4.1.2. Performance of AODV in different mobility scenarios

In low mobility scenarios, the link failures are few in number. As a node has only one next hop address corresponding to a destination, Route Discovery needs to be initiated only if a path fails. Since there are few link failures, Route Discovery

is not initiated frequently. So less routing overhead translates to lesser power dissipation of nodes. The average energy level of MANET is not affected greatly. Moreover, AODV uses expanded ring search to contain the propagation of RREQs (Route Requests). This reduces the number of nodes participating in Route Discovery. This further ensures that the average power consumption is less.

It can be seen from Figure 2 that the power consumption is not as drastically different for AODV as in DSR. This shows that up to a point mobility does not have a big impact on power consumption in AODV.

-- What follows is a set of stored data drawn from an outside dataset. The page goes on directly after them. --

PR #718, opened 2025-07-23
PPL query editor: Add a subset of functions and commands for autocompletion

idastambuk:
**What is this feature?**

This adds PPL suggestion support for Opensearch commands:
```
search
where
fields
stats
eventstats
dedup
sort
eval
head
top
rare
parse
```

Performance, however, degrades significantly in high mobility scenario as can readily be observed from Figure 2. Due to high mobility of nodes, there are frequent link failures. This necessitates frequent Route Discovery. So more routing overhead translates to lower energy levels of nodes in the MANET. As more nodes are affected by the control plane operations, a marked decrease in average power consumption is seen.

4.2. Effect of varying the sources

The performance of AODV and DSR is compared by varying the number of sources as well as the mobility.

At low mobility, DSR outperforms AODV in all cases (Figure 3). However, the difference in their performance is not much when the number of sources is 5. As the number of sources increases, i.e. network load increases, significant difference can be observed.

In medium mobility scenario, there is not much difference in the performance of the two protocols. This is evident from Figure 4.

At high mobility, initially the performance of both the protocols is comparable. However, when the number of sources is 5 and 15, DSR gains over AODV at the later stages. This is not observed when the number of sources is 10.

4. 3. Performance of forwarding node versus non-forwarding node

A forwarding node is a node that actively participates in control plane as well as data plane operations. A non-forwarding node, in contrast, participates only in control plane operations. The forwarding node that was considered is Mobile Node 9. It was chosen, as it takes part in data plane operation. It also handles more than one flow at different times. Node 15 was chosen as a forwarding node. It lies on the edge of the MANET and hence does not participate in forwarding. At medium mobility, the difference in the energy consumed by Node 9 and Node 15 is not significant. However, DSR outperforms AODV at both low and high mobility scenarios.